[Solved-1 Solution] Fine tuning PIG for local execution ?
Pig has two execution modes or exectypes:
- Local Mode - To run Pig in local mode, you need access to a single machine; all files are installed and run using your local host and file system. Specify local mode using the -x flag (pig -x local). Note that local mode does not support parallel mapper execution with Hadoop 0.20.x and 1.0.0. This is because the LocalJobRunner of these Hadoop versions is not thread-safe.
- Mapreduce Mode - To run Pig in mapreduce mode, you need access to a Hadoop cluster and HDFS installation. Mapreduce mode is the default mode; you can, but don't need to, specify it using the -x flag (pig OR pig -x mapreduce).
Is there any recommendations for fine tuning PIG for local execution ?
Pig's makes it clear that local operation is intended to be run single-threaded, taking different code paths for certain functions that would otherwise use distributed sort.

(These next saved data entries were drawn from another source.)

PR #2071, opened 2026-08-13
[FCLC-1677] Filter non-web image formats from HTML transforms

jacksonj04:
Some documents include WMF files, which can't be rendered by browsers, or by Pillow on Linux (which is used by Weasyprint to render fallback PDFs).

This PR modifies our XML to HTML XSLT transformation so that it filters out image formats which aren't web-friendly (whitelisting rather than blacklisting). These will now be silently dropped from output, rather than displaying as a broken image or causing a HTTP 500 during PDF rendering.

## Jira

FCLC-1677

### DIFF
--- a/src/caselawclient/models/documents/transforms/html.xsl
+++ b/src/caselawclient/models/documents/transforms/html.xsl
@@ -734,10 +734,14 @@
 </xsl:template>
 
 <xsl:template match="img">
-	<img loading="lazy">
-		<xsl:apply-templates select="@*" />
-		<xsl:apply-templates />
-	</img>
+	<!-- Only emit MDN common web image formats (omit WMF/EMF etc.).
+	     https://developer.mozilla.org/en-US/docs/Web/Media/Guides/Formats/Image_types#common_image_file_types -->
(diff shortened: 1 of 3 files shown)


src/caselawclient/models/documents/transforms/html.xsl
```diff
@@ -734,10 +734,13 @@
 </xsl:template>
 
 <xsl:template match="img">
-	<img loading="lazy">
-		<xsl:apply-templates select="@*" />
-		<xsl:apply-templates />
-	</img>
+	<!-- Only emit browser-displayable image formats (omit WMF/EMF etc.). -->
+	<xsl:if test="matches(@src, '\.(gif|png|jpe?g|webp|svg)$', 'i')">
```
dancs-dev: **question:** do we want to add the other file types in this list? https://developer.mozilla.org/en-US/docs/Web/Media/Guides/Formats/Image_types#common_image_file_types

dancs-dev (approved):
Looks good to me, thanks for making the change

PR #2076, opened 2026-08-13
FCLC-2359: Idempotent MetadataFieldsCollection.add

jacksonj04:
- Idempotent `metadata_fields.add`: matching name/value/source is already present (including rejected; no revive); id collision / empty value / key–id mismatch raise
- Returns `MetadataFieldAddResult.ADDED` or `ALREADY_PRESENT`
- Collection errors subclass `MetadataFieldException`
- `__setitem__` routes through `add`; unpack dedupes via the same path
- Removed dead `validate_metadata_fields` / key–id save validation

## Jira

FCLC-2359

### DIFF
--- a/src/caselawclient/models/documents/metadata/fields/collection.py
+++ b/src/caselawclient/models/documents/metadata/fields/collection.py
@@ -1,20 +1,65 @@
+from enum import Enum
+
 from lxml import etree
 
 from caselawclient.models.documents.metadata.fields.exceptions import (
+    MetadataFieldEmptyValueException,
+    MetadataFieldIdCollisionException,
+    MetadataFieldKeyMismatchException,
     MetadataFieldRemovalNotAllowedException,
 )
 from caselawclient.models.documents.metadata.fields.field import MetadataField, MetadataFieldValue
 from caselawclient.models.documents.metadata.fields.resolution import ResolvedMetadataField
 from caselawclient.models.documents.metadata.fields.source import MetadataSource
-from caselawclient.types import SuccessFailureMessageTuple
 from caselawclient.xml_helpers import Element
+
+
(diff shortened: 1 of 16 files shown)


src/caselawclient/models/documents/metadata/fields/collection.py
```diff
@@ -1,20 +1,65 @@
...
+        Equivalence is ``name`` + ``value`` + ``source`` (``rejected`` is ignored,
+        so matching a rejected claim does not revive it). Empty values raise.
+        A reused id with a different payload raises
+        ``MetadataFieldIdCollisionException``.
+
+        Loading via unpack also goes through ``add``, so duplicate stored claims
+        with the same equivalence key are deduped on load.
+        """
+        if field.value.normalised() is None:
+            raise MetadataFieldEmptyValueException(f"Cannot add metadata claim '{field.name}': value is empty")
```
jlhdxw, line 46: Do we need a check for name too?

jacksonj04: It's _theoretically_ possible if someone hand-rolls a `MetadataField`, but in reality most of them are supposed to come via the metadata type classes so the name will be there regardless.

src/caselawclient/models/documents/metadata/fields/collection.py
```diff
@@ -1,20 +1,65 @@
...
+
```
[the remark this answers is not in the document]
jacksonj04: This is correct - empty values shouldn't exist in the wild, so if we come across one it's broken and we're into undefined behaviour (and failing hard is the correct response rather than guessing).

jlhdxw (approved):

PR #1239, opened 2022-10-25
fix an issue with wrong operator getting assigned if there is multipl…

M4hd1BD:
…e custom fields

### DIFF
--- a/includes/model/Listings.php
+++ b/includes/model/Listings.php
@@ -875,7 +875,7 @@ class Directorist_Listings {
 					}
 				} else {
 					$field_type = str_replace( 'custom-', '', $key );
-					$field_type = preg_replace('/([!^0-9])|(-)/', '', $field_type);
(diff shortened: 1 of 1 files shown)


includes/model/Listings.php
```diff
@@ -875,6 +875,7 @@ public function parse_search_query_args() {
 					}
 				} else {
 					$field_type = str_replace( 'custom-', '', $key );
+					$field_type = preg_replace('/([!^0-9])|(-)/', '', $field_type);
```
kowsar89, line 878: 1. Use inline comment explaining what this regular expression does
2. Follow PHP coding standards for space usage: https://developer.wordpress.org/coding-standards/wordpress-coding-standards/php/#space-usage

kowsar89 (changes requested):

includes/model/Listings.php
M4hd1BD: Done

kowsar89 (approved):

PR #1245, opened 2022-11-01
instant search now use options from all listings

### LINKED ISSUE #1233: Sort by title and listing per page breaks on pagination with Instant Search
### Directorist version

7.4.2(alpha)

### Environment

_No response_

### Description

Paginated pages don't respect sort by title, it shows listing randomly, it also doesn't respect the listing per page settings.

### Steps to reproduce

1. Settings > All Listing - Set Orderby Title and Sory By Ascending and also set Listing Per Page to 2. Also turn on Instant Search
2. Go to All Listings page, you'll see 2 listings, sorted by their title, lets say they start with A and B respectively
3. Now go to the Second page using the Paginator, you would expect it to show listings that start with C and D, but instead you will see more than 2 listings that doesn't follow the title sorting convention. 

### Isolating the problem

- [X] This bug happens with a default WordPress theme active (eg. 2021, 2022 etc).

kowsar89:
Instant search now use options from all listings instead of search result
Fixes #1233

### DIFF
--- a/includes/classes/class-ajax-handler.php
+++ b/includes/classes/class-ajax-handler.php
@@ -135,7 +135,7 @@ if ( ! class_exists( 'ATBDP_Ajax_Handler' ) ) :
 				$_POST['ids']    = $args['ids'];
 			}
 
-			$listings = new Directorist\Directorist_Listings( $args, 'search_result' );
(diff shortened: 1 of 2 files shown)


vairafiq (approved):
checked

PR #1269, opened 2022-11-20
Fix nonce securities

obiPlabon:
## PR Type
- [x] Bugfix
- [x] Security fix
- [x] Refactoring (no functional changes, no API changes)

## Description
Please check the security group message for more details...

Note: Refactored ```login.php``` template, it's a huge template with legacy codes (looks like)... So, I thought let's reformat. Please check this template carefully.

## Checklist


kowsar89 (changes requested):
Right now the vulnerable function "send_system_info" isn't used anywhere, hence the existence of full codebase is unnecessary.

This function is called only in here which is unused as well since it's "display:none" always, hence should be removed: https://prnt.sc/AMXUXIg3ZORH

History: Sending system info feature was removed at later point, but it seems like legacy code wasn't removed.

includes/system-status/custom-url.php
```diff
@@ -7,61 +7,77 @@ class ATBDP_Custom_Url
...
 
-		if ( ! isset( $_GET['atbdp-system-info'] ) || empty( $_GET['atbdp-system-info'] ) ) {
+    public function view_debug_info() {
+		if ( empty( $_GET['directorist_debug'] ) ) {
 			return;
 		}
 
-		$queryValue = sanitize_text_field( wp_unslash( $_GET['atbdp-system-info'] ) );
-		$token      = get_transient( 'system_info_remote_token' );
+		if ( ! directorist_verify_nonce( 'directorist_debug_nonce', 'directorist_get_debug_info' ) ) {
```
kowsar89, line 59: Unable to visit remote viewing URL as guest: https://prnt.sc/_txlO6EvbExo
Nonce is blocking this.

kowsar89 (changes requested):

includes/system-status/custom-url.php
```diff
@@ -7,61 +7,77 @@ class ATBDP_Custom_Url
...
+		}
+
+		if ( ! current_user_can( 'manage_options' ) ) {
+			wp_send_json_error( __( 'You are not allowed to create secret url', 'directorist' ),  403 );
+		}
+
 		$token   = wp_rand();
 		$expires = apply_filters( 'atbdp_system_info_remote_token_expire', DAY_IN_SECONDS * 3 );
+
 		set_transient( 'system_info_remote_token', $token, $expires );
```
kowsar89, line 25: Alternative: Maybe instead of transient, we can use wp_options. There's no major benefit for using transient in here.

templates/account/login.php
```diff
@@ -13,207 +13,215 @@
...
+									$message .= '<a href="' . esc_url( add_query_arg( $link, ATBDP_Permalink::get_login_page_url() ) ) . '">' . esc_url( add_query_arg( $link, ATBDP_Permalink::get_login_page_url() ) ) . '</a>';
+
+									$message = atbdp_email_html( $subject, $message );
+
+									$headers[] = 'Content-Type: text/html; charset=UTF-8';
+									$mail      = wp_mail( $email, $subject, $message, $headers );
+									if ( $mail ) {
+										$success = __( 'A password reset email has been sent to the email address on file for your account, but may take several minutes to show up in your inbox.', 'directorist' );
+									} else {
+										$error = __( 'Password updated! But something went wrong sending email.', 'directorist' );
```
kowsar89, line 190: Suggestion: misleading text. Could be like: "Something went wrong, unable to send the password reset email. If the issue persists please contact with the site administrator."

kowsar89 (changes requested):
template version need updating, probably 7.4.3.1

includes/system-status/custom-url.php
obiPlabon: Transient will be cleared automatically but the option won't. I think that's why it's being used here.

includes/system-status/custom-url.php
obiPlabon: Nonce won't work, so removed.

kowsar89 (changes requested):
Have some PHPCS issues

kowsar89 (changes requested):
After generating URL, view button doesn't comes up: https://prnt.sc/k1Sw0QRw5iZ-

Reproduction steps:
- Revoke URL
- Reload
- Create URL
- View button missing

kowsar89 (dismissed):
LG

kowsar89 (changes requested):
Frontpage stops loading with notice: https://prnt.sc/pWp-SQzZ__8y

kowsar89 (approved):
Looks good

PR #1279, opened 2022-11-27
Fix double alert issue on require login notice

### LINKED ISSUE #1268: Unwanted code in account.js, conflicting with single-listing.js
### Directorist version

latest

### Environment

any

### Description

While using the account.js script for popup login and registration. the single listing report button "login alert" shows twice. 

I checked and understand that some code is duplicated in the account.js 
**path** directorist/assets/js/account.js
**line number** 208-212

### Steps to reproduce

To reproduce the issue, please use the OneListing Theme.

### Isolating the problem

- [ ] This bug happens with a default WordPress theme active (eg. 2021, 2022 etc).

devShamim:
## PR Type

- [x] Bugfix

## linked issue
Fixes #1268

### DIFF
--- a/assets/src/js/public/components/login.js
+++ b/assets/src/js/public/components/login.js
@@ -41,8 +41,6 @@
         $('.atbdp-require-login, .directorist-action-report-not-loggedin').one('click', function (e) {
             e.preventDefault();
             alert(directorist.login_alert_message);
-            $('.directorist-report-abuse-modal').css('display', 'none');
-            throw {message : directorist.login_alert_message};
         });
     });
 })(jQuery);
--- a/assets/src/js/public/components/login.js
+++ b/assets/src/js/public/components/login.js
@@ -38,16 +38,11 @@
         });
 
         // Alert users to login (only if applicable)
-        $('.atbdp-require-login, .directorist-action-report-not-loggedin').on('click', function (e) {
+        $('.atbdp-require-login, .directorist-action-report-not-loggedin').one('click', function (e) {
             e.preventDefault();
-            var loginAlert = document.createElement("div");
-            loginAlert.setAttribute("style","position:fixed;top:30px;left:50%;background-color:#2f2f2f;z-index:9999;transform:translateX(-50%);padding:15px;text-align:center;color:#fff;border-radius:4px;");
-            loginAlert.innerHTML = directorist.login_alert_message;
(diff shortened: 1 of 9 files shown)


kowsar89 (changes requested):
behavior changed

kowsar89 (changes requested):
Issue isn't fixed in onelisting theme

assets/src/js/public/components/login.js
```diff
@@ -38,10 +38,18 @@
         });
 
         // Alert users to login (only if applicable)
-        $('.atbdp-require-login, .directorist-action-report-not-loggedin').on('click', function (e) {
+        $('.directorist-action-report-not-loggedin').on('click', function (e) {
             e.preventDefault();
             alert(directorist.login_alert_message);
-            return false;
+            $('.directorist-report-abuse-modal').length ? $('.directorist-report-abuse-modal').css('display', 'none') : '';
+            throw {message : directorist.login_alert_message};
```
kowsar89, line 45: console error: http://prntscr.com/rmJPO0ecepid

assets/src/js/public/components/login.js
```diff
@@ -38,10 +38,18 @@
         });
 
         // Alert users to login (only if applicable)
-        $('.atbdp-require-login, .directorist-action-report-not-loggedin').on('click', function (e) {
+        $('.directorist-action-report-not-loggedin').on('click', function (e) {
             e.preventDefault();
             alert(directorist.login_alert_message);
-            return false;
+            $('.directorist-report-abuse-modal').length ? $('.directorist-report-abuse-modal').css('display', 'none') : '';
```
kowsar89, line 44: is this really required?

kowsar89 (changes requested):

assets/src/js/public/components/login.js
devShamim: yes, it's required

devShamim: > is this really required?

yes, it's required

assets/src/js/public/components/login.js
devShamim: > console error: http://prntscr.com/rmJPO0ecepid

I had to throw an error to stop the event bubbling since stopPropagation can't use here.

Issue #1229, opened 2022-10-18
optimize get_users call on class-settings-panel and class-announcement 


M4hd1BD:
### Directorist version

7.4.1

### Description

this is not ideal for sites with large number of users, the server will run out of memory and it won't be possible to access the settings panel.

### Steps to reproduce

1. Have a site with a large number of users (over 30k or maybe less, depending on your server)
2. Go to Settings and you'll see its just returning blank page. If you see the logs you'll see memory out error. 

### Isolating the problem

- [X] I have reproduced this bug in localhost.
- [X] This bug happens with a default WordPress theme active (eg. 2021, 2022 etc).

M4hd1BD:
Temporary fix:
Limit the call to load 1k users only: 
![image](https://user-images.githubusercontent.com/37076749/196609694-e62ce76d-2de8-453e-929d-343331533289.png)
![image](https://user-images.githubusercontent.com/37076749/196609865-d015a767-7c1b-4f3b-9200-9802cae68226.png)

kowsar89:
From https://10up.github.io/Engineering-Best-Practices/php/

Do not use posts_per_page => -1.

This is a performance hazard. What if we have 100,000 posts? This could crash the site. If you are writing a widget, for example, and just want to grab all of a custom post type, determine a reasonable upper limit for your situation.
```
<?php
// Query for 500 posts.
new WP_Query( array(
  'posts_per_page' => 500,
));
?>
```

kowsar89:
> Temporary fix: Limit the call to load 1k users only: ![image](https://user-images.githubusercontent.com/37076749/196609694-e62ce76d-2de8-453e-929d-343331533289.png) ![image](https://user-images.githubusercontent.com/37076749/196609865-d015a767-7c1b-4f3b-9200-9802cae68226.png)

In that case, all users will not get the announcements

PR #1282, opened 2022-11-30
Filter hook added in announcement user query

kowsar89:
## PR Type

- [ ] Bugfix
- [ ] Security fix
- [x] Improvement
- [ ] New Feature
- [ ] Build related changes
- [ ] Text changes

## Description
Limit is 1000 now.

**Side effects for existing users:** Now announcement notice/emails will not be sent to more than 1000 users unless user modify the hook.

To change this as unlimited using hook:

`
add_filter( 'directorist_announcement_user_query_num', function() {
	return -1;
} );
`

## Any linked issues
Temporary solution for #1229

## Checklist

### DIFF
--- a/includes/classes/class-announcement.php
+++ b/includes/classes/class-announcement.php
@@ -403,7 +403,7 @@ if ( ! class_exists( 'ATBDP_Announcement' ) ) :
 					array(
 						'role__not_in' => 'Administrator',   // Administrator | Subscriber
 						'fields'       => 'user_email',
-						'number'       => apply_filters( 'directorist_announcement_user_query_num', '' ),
+						'number'       => apply_filters( 'directorist_announcement_user_query_num', 1000 ),
 					)
 				);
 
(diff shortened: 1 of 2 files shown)


includes/classes/class-announcement.php
```diff
@@ -403,6 +403,7 @@ public function send_announcement() {
 					array(
 						'role__not_in' => 'Administrator',   // Administrator | Subscriber
 						'fields'       => 'user_email',
+						'number'       => apply_filters( 'directorist_announcement_user_query_num', '' ),
```
vairafiq, line 406: isn't it better to cover the total arguments instead of the number only?

kowsar89: I'm using the same filter in two places. If we cover the whole arguments:

- we have to use 2 different filters instead of 1, because arguments are different
- it'll be a tough decision if we decide to remove this filter later, because more arguments will depend on it
- Since we have plans to improve this query later, we may refactor the whole query(and maybe remove the filter). In that case, covering whole arguments might make things complicated

vairafiq: OK, looks like the default value is missing

kowsar89: default value is empty string: https://github.com/WordPress/wordpress-develop/blob/9690aa7f7b0b7acd5acad54278952622585dec16/src/wp-includes/class-wp-user-query.php#L110

vairafiq (approved):
looks good

PR #1304, opened 2022-12-15
Fixed Adding More Than One Tag Issue

### LINKED ISSUE #1303: can't add more than one new tag
### Directorist version

v7.4.6

### Environment

_No response_

### Description

if allow new is turned on for the tag field, user can't add more than one new tag using the add listing form

### Steps to reproduce

https://www.loom.com/share/031d9a7d0db2459c98e0e5e752b909c0

### Isolating the problem

- [X] This bug happens with a default WordPress theme active (eg. 2021, 2022 etc).

iamibrahimriaz:
## PR Type

- [x] Bugfix

## Any linked issues
Fixes #1303

## Checklist


vairafiq:
It's working now. The location field has the same issue which has also been fixed with the same code. Thanks @iamibrahimriaz 

I am going to merge it on @devShamim review

devShamim (changes requested):
Please use specified node version in package.json file and regenerate the codes again.
image

PR #1364, opened 2023-02-15
Fix listing meta empty field saving from backend

obiPlabon:
## PR Type

- Bugfix
- Improvement
- Refactoring (no functional changes, no API changes)

## Description
Whenever a listing is created or updated from the backend editor, all the empty fields were also being saved. Now only the non-empty field will be saved.
Before:
before-refactoring
After:
after-refactoring

## Checklist


Armanul46:
Works fine

vairafiq (approved):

As a result, optimizing for Pig's local mode seems like the wrong solution to the presented problem.
Have you considered running a local, "pseudo-distributed" cluster instead of investing in full cluster setup?
We can follow Hadoop's instructions for pseudo-distributed operation, then point Pig at localhost. This would have the desired result, at the expense of two-step startup and teardown.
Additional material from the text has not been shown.